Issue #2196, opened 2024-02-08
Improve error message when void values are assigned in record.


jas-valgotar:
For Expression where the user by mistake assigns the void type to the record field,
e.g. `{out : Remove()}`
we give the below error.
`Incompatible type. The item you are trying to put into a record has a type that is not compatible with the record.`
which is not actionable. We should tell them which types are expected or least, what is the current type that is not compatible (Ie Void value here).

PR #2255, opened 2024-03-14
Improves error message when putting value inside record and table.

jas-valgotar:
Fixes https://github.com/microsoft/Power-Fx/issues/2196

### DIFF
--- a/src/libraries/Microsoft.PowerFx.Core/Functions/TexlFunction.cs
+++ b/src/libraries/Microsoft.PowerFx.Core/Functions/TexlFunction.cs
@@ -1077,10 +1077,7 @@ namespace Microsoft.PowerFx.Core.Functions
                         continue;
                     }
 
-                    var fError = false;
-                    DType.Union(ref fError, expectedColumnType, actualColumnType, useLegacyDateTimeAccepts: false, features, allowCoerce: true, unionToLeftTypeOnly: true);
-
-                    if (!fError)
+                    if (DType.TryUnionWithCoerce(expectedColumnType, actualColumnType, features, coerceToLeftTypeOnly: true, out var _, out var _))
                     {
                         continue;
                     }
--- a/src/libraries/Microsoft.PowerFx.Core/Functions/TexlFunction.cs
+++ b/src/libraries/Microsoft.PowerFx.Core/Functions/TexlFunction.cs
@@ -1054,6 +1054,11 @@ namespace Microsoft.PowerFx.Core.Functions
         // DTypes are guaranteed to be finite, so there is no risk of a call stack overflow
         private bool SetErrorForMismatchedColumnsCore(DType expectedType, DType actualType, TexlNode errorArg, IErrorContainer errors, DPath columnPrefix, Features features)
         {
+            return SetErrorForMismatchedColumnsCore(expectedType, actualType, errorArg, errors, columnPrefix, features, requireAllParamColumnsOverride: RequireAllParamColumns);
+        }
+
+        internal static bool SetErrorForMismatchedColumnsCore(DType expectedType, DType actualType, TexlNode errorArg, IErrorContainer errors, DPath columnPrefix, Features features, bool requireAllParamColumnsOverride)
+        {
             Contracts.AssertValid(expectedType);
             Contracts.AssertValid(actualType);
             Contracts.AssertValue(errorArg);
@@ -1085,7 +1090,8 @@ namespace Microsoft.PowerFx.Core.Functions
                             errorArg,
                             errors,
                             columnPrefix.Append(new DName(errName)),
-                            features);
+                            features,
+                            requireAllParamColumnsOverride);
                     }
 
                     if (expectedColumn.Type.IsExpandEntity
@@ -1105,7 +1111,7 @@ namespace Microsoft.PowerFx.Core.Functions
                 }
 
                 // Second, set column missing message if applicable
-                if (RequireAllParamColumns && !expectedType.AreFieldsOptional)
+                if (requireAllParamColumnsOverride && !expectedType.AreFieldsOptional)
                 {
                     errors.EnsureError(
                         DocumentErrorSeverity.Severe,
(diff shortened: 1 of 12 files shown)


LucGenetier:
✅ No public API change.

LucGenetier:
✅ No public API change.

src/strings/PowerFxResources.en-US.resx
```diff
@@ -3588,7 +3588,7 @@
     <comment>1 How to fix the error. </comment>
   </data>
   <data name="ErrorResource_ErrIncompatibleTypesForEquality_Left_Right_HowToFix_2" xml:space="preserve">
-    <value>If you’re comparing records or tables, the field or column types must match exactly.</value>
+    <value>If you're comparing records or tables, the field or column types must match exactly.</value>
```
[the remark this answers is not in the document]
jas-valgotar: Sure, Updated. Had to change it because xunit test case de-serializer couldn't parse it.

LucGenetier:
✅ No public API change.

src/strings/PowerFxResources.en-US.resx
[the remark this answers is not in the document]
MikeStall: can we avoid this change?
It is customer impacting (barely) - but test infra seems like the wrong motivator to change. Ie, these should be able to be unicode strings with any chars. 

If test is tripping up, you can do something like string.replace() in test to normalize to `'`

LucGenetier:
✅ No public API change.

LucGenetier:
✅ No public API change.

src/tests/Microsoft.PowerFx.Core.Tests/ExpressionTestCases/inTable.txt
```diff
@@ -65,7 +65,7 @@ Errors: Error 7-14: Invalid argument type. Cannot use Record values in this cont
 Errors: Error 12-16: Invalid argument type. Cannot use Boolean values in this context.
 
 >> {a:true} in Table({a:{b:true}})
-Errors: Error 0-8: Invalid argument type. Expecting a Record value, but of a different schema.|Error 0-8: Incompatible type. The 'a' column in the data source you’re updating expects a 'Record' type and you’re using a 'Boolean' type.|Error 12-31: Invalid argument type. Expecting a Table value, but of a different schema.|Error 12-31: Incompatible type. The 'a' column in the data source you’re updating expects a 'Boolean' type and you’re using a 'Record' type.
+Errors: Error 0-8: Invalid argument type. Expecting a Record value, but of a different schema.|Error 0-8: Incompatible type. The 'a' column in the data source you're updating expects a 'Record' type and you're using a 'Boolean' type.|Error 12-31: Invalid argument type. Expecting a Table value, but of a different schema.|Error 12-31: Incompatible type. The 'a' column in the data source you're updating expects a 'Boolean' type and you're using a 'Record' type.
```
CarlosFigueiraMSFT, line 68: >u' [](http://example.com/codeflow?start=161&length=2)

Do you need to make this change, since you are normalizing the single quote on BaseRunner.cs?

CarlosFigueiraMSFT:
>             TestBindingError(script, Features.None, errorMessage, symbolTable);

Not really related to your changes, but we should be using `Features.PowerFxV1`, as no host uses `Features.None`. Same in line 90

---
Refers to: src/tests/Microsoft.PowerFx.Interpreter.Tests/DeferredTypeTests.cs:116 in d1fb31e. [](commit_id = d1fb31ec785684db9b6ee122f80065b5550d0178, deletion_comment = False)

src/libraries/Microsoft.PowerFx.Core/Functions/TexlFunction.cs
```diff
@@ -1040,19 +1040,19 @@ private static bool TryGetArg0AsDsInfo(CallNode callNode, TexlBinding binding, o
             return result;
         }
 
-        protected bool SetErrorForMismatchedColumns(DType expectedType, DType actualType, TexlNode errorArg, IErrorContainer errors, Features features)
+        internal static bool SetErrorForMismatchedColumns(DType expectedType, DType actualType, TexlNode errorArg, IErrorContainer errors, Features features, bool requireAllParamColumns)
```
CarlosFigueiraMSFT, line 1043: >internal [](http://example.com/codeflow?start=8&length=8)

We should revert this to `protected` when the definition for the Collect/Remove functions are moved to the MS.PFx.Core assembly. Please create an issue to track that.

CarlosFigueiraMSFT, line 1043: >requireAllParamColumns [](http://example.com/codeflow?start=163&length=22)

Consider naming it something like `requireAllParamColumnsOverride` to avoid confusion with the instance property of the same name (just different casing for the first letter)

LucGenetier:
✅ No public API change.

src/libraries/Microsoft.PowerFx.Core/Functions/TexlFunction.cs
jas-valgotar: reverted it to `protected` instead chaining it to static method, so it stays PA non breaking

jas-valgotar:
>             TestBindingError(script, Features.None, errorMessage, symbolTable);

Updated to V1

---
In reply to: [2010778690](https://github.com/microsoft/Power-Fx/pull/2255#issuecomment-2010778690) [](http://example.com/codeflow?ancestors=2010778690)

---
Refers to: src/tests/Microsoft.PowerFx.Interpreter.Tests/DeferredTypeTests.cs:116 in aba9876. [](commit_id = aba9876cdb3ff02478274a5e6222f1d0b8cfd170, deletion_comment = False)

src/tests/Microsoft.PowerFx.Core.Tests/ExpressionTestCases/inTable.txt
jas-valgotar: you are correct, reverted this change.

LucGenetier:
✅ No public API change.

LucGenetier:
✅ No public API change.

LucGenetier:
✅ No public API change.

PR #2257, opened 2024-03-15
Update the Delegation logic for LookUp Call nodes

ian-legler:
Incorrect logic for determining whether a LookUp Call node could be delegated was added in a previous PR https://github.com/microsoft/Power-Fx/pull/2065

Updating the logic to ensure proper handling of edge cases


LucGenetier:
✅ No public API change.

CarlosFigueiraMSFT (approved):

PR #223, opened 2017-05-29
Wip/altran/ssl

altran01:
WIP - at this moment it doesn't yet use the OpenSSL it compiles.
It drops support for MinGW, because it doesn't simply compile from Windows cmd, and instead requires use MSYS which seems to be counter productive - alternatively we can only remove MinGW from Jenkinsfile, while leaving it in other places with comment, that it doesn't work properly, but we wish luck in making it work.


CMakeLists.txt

TASK STATEMENT: List every line from the entries above in which "comparing" appears.

WRITTEN ANSWER:
-    <value>If you’re comparing records or tables, the field or column types must match exactly.</value>
+    <value>If you're comparing records or tables, the field or column types must match exactly.</value>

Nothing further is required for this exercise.